• Work request: The response must consist of the lines below from the one with "Extract player input" through the one with "functions, but also", exactly as they appear and with both ends kept.

• Task input:
※ ※ ※
Issue #776, opened 2021-04-28
Extract player input prompting from PlayerManager


jtbandes:
`PlayerSelectionContext` current exposes `setPlayerFromDemoBagURL` and `setPlayerFromFiles` functions, but also a `selectSource` that prompts the user for input (such as ROS master URL):

https://github.com/foxglove/studio/blob/08e5c0c113ffb7cc3c3a7de24fd2836856e0b43d/app/components/PlayerManager.tsx#L494-L524

It would be nicer for it to expose a setter that can build a player based on inputs the user has given. Currently though, the PlayerManager itself is the thing that takes user inputs, but that seems a bit backwards.

Some notes from prior Slack conversation:

- "exposing the actual setPlayer currently doesn’t work because the actual functions to build players properly from URLs are all internal to the PlayerManager" — @jtbandes 
- "I was thinking that setPlayerFromSource could have second argument that would be the sourceOptions … so you would still pass in the http source, and the second arg would be `{ url: ... }` or whatnot" — @defunctzombie

PR #1685, opened 2021-08-23
Internal: remove maybePlayer from MessagePipeline

### LINKED ISSUE #754: Investigate removing maybePlayer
※ ※ ※
• Expected answer:
Extract player input prompting from PlayerManager


jtbandes:
`PlayerSelectionContext` current exposes `setPlayerFromDemoBagURL` and `setPlayerFromFiles` functions, but also a `selectSource` that prompts the user for input (such as ROS master URL):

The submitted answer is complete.